> _Work instructions_:
Count each line below that has "reference" anywhere in it. Answer with the total alone.
───── Records for the exercise ─────
PR #2622, opened 2021-09-23
refactor: use dedicated in-memory `Expr` type during IO

crepererum:
Place a dedicated `Expr` type between datafusion and protobuf. While
this type is currently only used during serialization, it will be used
within `Predicate` in a follow-up change to enable de-duplication of
predicates and avoid the double parsing of datafusion expressions (we
are already somewhat parsing them when we check for valid delete
predicates).

This change looks larger than it is. In practice it just separates the
conversion "datafusion => protobuf" into "datafusion => IOx => protobuf"
and "protobuf => datafusion" into "protobuf => IOx => datafusion". So
(apart from the error types) this is functionally the same.

### DIFF
--- a/predicate/src/expr.rs
+++ b/predicate/src/expr.rs
@@ -1,0 +1,496 @@
+use std::{
+    convert::{TryFrom, TryInto},
+    ops::Deref,
+};
+
+use generated_types::influxdata::iox::catalog::v1 as proto;
+use ordered_float::OrderedFloat;
+use snafu::{OptionExt, ResultExt, Snafu};
+
+/// Single expression to be used as parts of a predicate.
+///
+/// Only very simple expression of the type `<column> <op> <scalar>` are supported.
+#[derive(Debug, Clone, PartialEq, Eq, PartialOrd, Ord, Hash)]
+pub struct Expr {
+    /// Column (w/o table name).
+    column: String,
+
+    /// Operator.
+    op: Op,
+
+    /// Scalar value.
+    scalar: Scalar,
+}
+
+impl Expr {
+    /// Column (w/o table name).
+    pub fn column(&self) -> &str {
+        &self.column
+    }
+
+    /// Operator.
+    pub fn op(&self) -> Op {
+        self.op
+    }
+
+    /// Scalar value.
+    pub fn scalar(&self) -> &Scalar {
+        &self.scalar
+    }
+}
+
+impl std::fmt::Display for Expr {
+    fn fmt(&self, f: &mut std::fmt::Formatter<'_>) -> std::fmt::Result {
+        write!(f, "{}{}{}", self.column(), self.op(), self.scalar())
+    }
+}
+
+impl From<Expr> for datafusion::logical_plan::Expr {
+    fn from(expr: Expr) -> Self {
+        let column = datafusion::logical_plan::Column {
+            relation: None,
+            name: expr.column,
+        };
+
+        datafusion::logical_plan::Expr::BinaryExpr {
+            left: Box::new(datafusion::logical_plan::Expr::Column(column)),
+            op: expr.op.into(),
+            right: Box::new(datafusion::logical_plan::Expr::Literal(expr.scalar.into())),
+        }
+    }
+}
+
+#[derive(Debug, Snafu)]
+pub enum ProtoToExprError {
+    #[snafu(display("cannot deserialize operator: {}", source))]
+    CannotDeserializeOperator { source: crate::expr::ProtoToOpError },
+
+    #[snafu(display("illegal operator enum value: {}", value))]
+    IllegalOperatorEnumValue { value: i32 },
+
+    #[snafu(display("missing scalar"))]
+    MissingScalar,
+
+    #[snafu(display("cannot deserialize scalar: {}", source))]
+    CannotDeserializeScalar {
+        source: crate::expr::ProtoToScalarError,
+    },
+}
+
+impl TryFrom<proto::Expr> for Expr {
+    type Error = ProtoToExprError;
+
+    fn try_from(expr: proto::Expr) -> Result<Self, Self::Error> {
+        let op = proto::Op::from_i32(expr.op)
+            .context(IllegalOperatorEnumValue { value: expr.op })?
+            .try_into()
+            .context(CannotDeserializeOperator)?;
+
+        let scalar = expr
+            .clone()
+            .scalar
+            .context(MissingScalar)?
+            .try_into()
+            .context(CannotDeserializeScalar)?;
+
+        Ok(Expr {
+            column: expr.column,
+            op,
+            scalar,
+        })
+    }
+}
+
+#[derive(Debug, Snafu)]
+pub enum DataFusionToExprError {
+    #[snafu(display("unsupported expression: {:?}", expr))]
+    UnsupportedExpression {
+        expr: datafusion::logical_plan::Expr,
+    },
+
+    #[snafu(display("unsupported operants: left {:?}; right {:?}", left, right))]
+    UnsupportedOperants {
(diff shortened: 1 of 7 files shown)


alamb:
I plan to review this in the morning

crepererum:
A word on error handling here:

**Before:**
- `datafusion =(can fail)=> protobuf`
- `protobuf =(can fail)=> datafusion`

**After:**
- `datafusion =(can fail)=> IOx =(cannot fail)=> protobuf`
- `protobuf =(can fail)=> IOx =(cannot fail)=> datafusion`

So now once you have the new in-memory format, you can convert it to protobuf or datafusion w/o failing.

For a future PR (so that this change doesn't get to large), I'll change the delete predicate parsing from 

```text
SQL clause =(can fail)=> datafusion =(check for supported predicates)=> datafusion
```

to 

```text
SQL clause =(can fail)=> datafusion =(can fail)=> IOx
```

aka replace the check w/ a type conversion (following the "parse, don't validate/typecheck" paradigm).

e-dard:
Before looking through the code I have a question - what are the expected uses for the `Predicate` type? Limited to delete predicates only, or for all predicates that are within gRPC InfluxDB read requests?

predicate/src/expr.rs
```diff
@@ -0,0 +1,496 @@
...
+    UnsupportedScalarValue {
+        value: datafusion::scalar::ScalarValue,
+    },
+}
+
+impl TryFrom<datafusion::scalar::ScalarValue> for Scalar {
+    type Error = DataFusionToScalarError;
+
+    fn try_from(scalar: datafusion::scalar::ScalarValue) -> Result<Self, Self::Error> {
+        // see https://github.com/apache/arrow-datafusion/blob/195b69995db8044ce283d72fb78eb6b74b8842f5/datafusion/src/sql/planner.rs#L274-L295
```
alamb, line 316: it is not clear to me why this code reference is important (as there is a pretty clear mapping from `ScalarValue` --> `Scalar`)

predicate/src/expr.rs
```diff
@@ -0,0 +1,496 @@
...
+
+use generated_types::influxdata::iox::catalog::v1 as proto;
+use ordered_float::OrderedFloat;
+use snafu::{OptionExt, ResultExt, Snafu};
+
+/// Single expression to be used as parts of a predicate.
+///
+/// Only very simple expression of the type `<column> <op> <scalar>` are supported.
+#[derive(Debug, Clone, PartialEq, Eq, PartialOrd, Ord, Hash)]
+pub struct Expr {
```
alamb, line 14: Is it fair to day that this `Expr`  is effectively a native rust Expr type that mirrors the protobuf definition but is not generated code?

I will probably end up confused at some point that this `Expr` is not the same as a datafusion`Expr` but maybe that is ok.

predicate/src/expr.rs
```diff
@@ -0,0 +1,496 @@
...
+}
+
+#[derive(Debug, Snafu)]
+pub enum DataFusionToExprError {
+    #[snafu(display("unsupported expression: {:?}", expr))]
+    UnsupportedExpression {
+        expr: datafusion::logical_plan::Expr,
+    },
+
+    #[snafu(display("unsupported operants: left {:?}; right {:?}", left, right))]
```
alamb, line 111: I think the correct English term here is `operand` rather than `operant`

predicate/src/expr.rs
```diff
@@ -0,0 +1,496 @@
...
+}
+
+impl TryFrom<datafusion::logical_plan::Expr> for Expr {
+    type Error = DataFusionToExprError;
+
+    fn try_from(expr: datafusion::logical_plan::Expr) -> Result<Self, Self::Error> {
+        match expr {
+            datafusion::logical_plan::Expr::BinaryExpr { left, op, right } => {
+                let (column, scalar) = match (left.deref(), right.deref()) {
+                    // The delete predicate parser currently only supports `<column><op><value>`, not `<value><op><column>`,
```
alamb, line 135: is this still true? I would have expected that we support `<value><op><column>` as well

cc @NGA-TRAN

alamb (approved):
I am with @e-dard  -- it would help to understand the usecase for this feature / functionality -- I am sure there is a good reason but I am struggling to understand how deduplication mentioned in the PR description is related to the change 

However, the code does what the description says and I don't see anything incorrect about it, so approving 🚀

predicate/src/expr.rs
crepererum: I've asked that on Slack a while ago and @e-dard said we only support `<column><op><value>`.

crepererum:
> Before looking through the code I have a question - what are the expected uses for the Predicate type? Limited to delete predicates only, or for all predicates that are within gRPC InfluxDB read requests?

Uh, I forgot about the non-delete predicates. What functionality do we support there? If the gRPC InfluxDB read predicates are more complicated, I would:

1. still merge this PR here since it doesn't affect the in-mem predicates yet (it's just used for the from/to protobuf route that we curently only use to store delete predicates within the preserved catalog)
2. Separate that in-mem `Predicate` type for the two use cases in a follow up PR.

e-dard:
> Uh, I forgot about the non-delete predicates. What functionality do we support there? If the gRPC InfluxDB read predicates are more complicated, I would:

Exactly my line of thinking :-) 

We support a similar, but richer set of functionality. Here is a good protobuf definition that got copied over from the Influxdata storage repo to IOx.

https://github.com/influxdata/influxdb_iox/blob/main/generated_types/protos/influxdata/platform/storage/predicate.proto#L9-L10

Since the contract is typically between the storage layer and the query layer, we don't have public docs around the supported expressions.

alamb:
> Since the contract is typically between the storage layer and the query layer, we don't have public docs around the supported expressions.



I thought all this code was related to what expressions are serialized in the catalog (at the moment, only delete predicates). Not what expressions are supported in the read buffer.

I would suggest we leave the "what is supported by the read buffer" as an implementation detail that is between the query layer and RUB rather than conflating with delete predicates

e-dard:
@alamb by storage layer I'm talking about IOx. By query layer I'm talking about a gRPC query client, e.g., a Flux engine.

predicate/src/expr.rs
NGA-TRAN: Yes, this is correct except time range which is not stored in expr so I think it is fine here. 
Not for this PR but related: There is one caution in the future for `expression deduplication` is that we can only deduplicate `full delete predicate` that includes both time range and expressions. We cannot dedupe an expression or just the time range of a `delete  predicate` because it will lead to wrong result. I will go over all related open tickets and add examples for this.

NGA-TRAN (approved):
LGTM.
Just for extra caution as I mentioned in a detailed comment, the time range needs to keep outside the expression in other fields of the `Predicate` if we do not want to mess up with current implementation

predicate/src/expr.rs
crepererum: I've renamed it to `DeleteExpr` since it will also ONLY be used for the delete use case

predicate/src/expr.rs
crepererum: removed the comment since it was more a personal reference and will likely be outdated quickly

predicate/src/expr.rs
alamb: I think that sounds much clearer 👍  Thank you

predicate/src/expr.rs
alamb: The underlying machinery in the read buffer / TSM may only support `<column><op><value>` but my question was more like can the user write `col = 1` as well as `1 = col`? Typically an optimizer or some pass will canonicalize the expression (so users can provide either order, but internally they get rewritten to a uniform form)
─────
> _Reply_:
2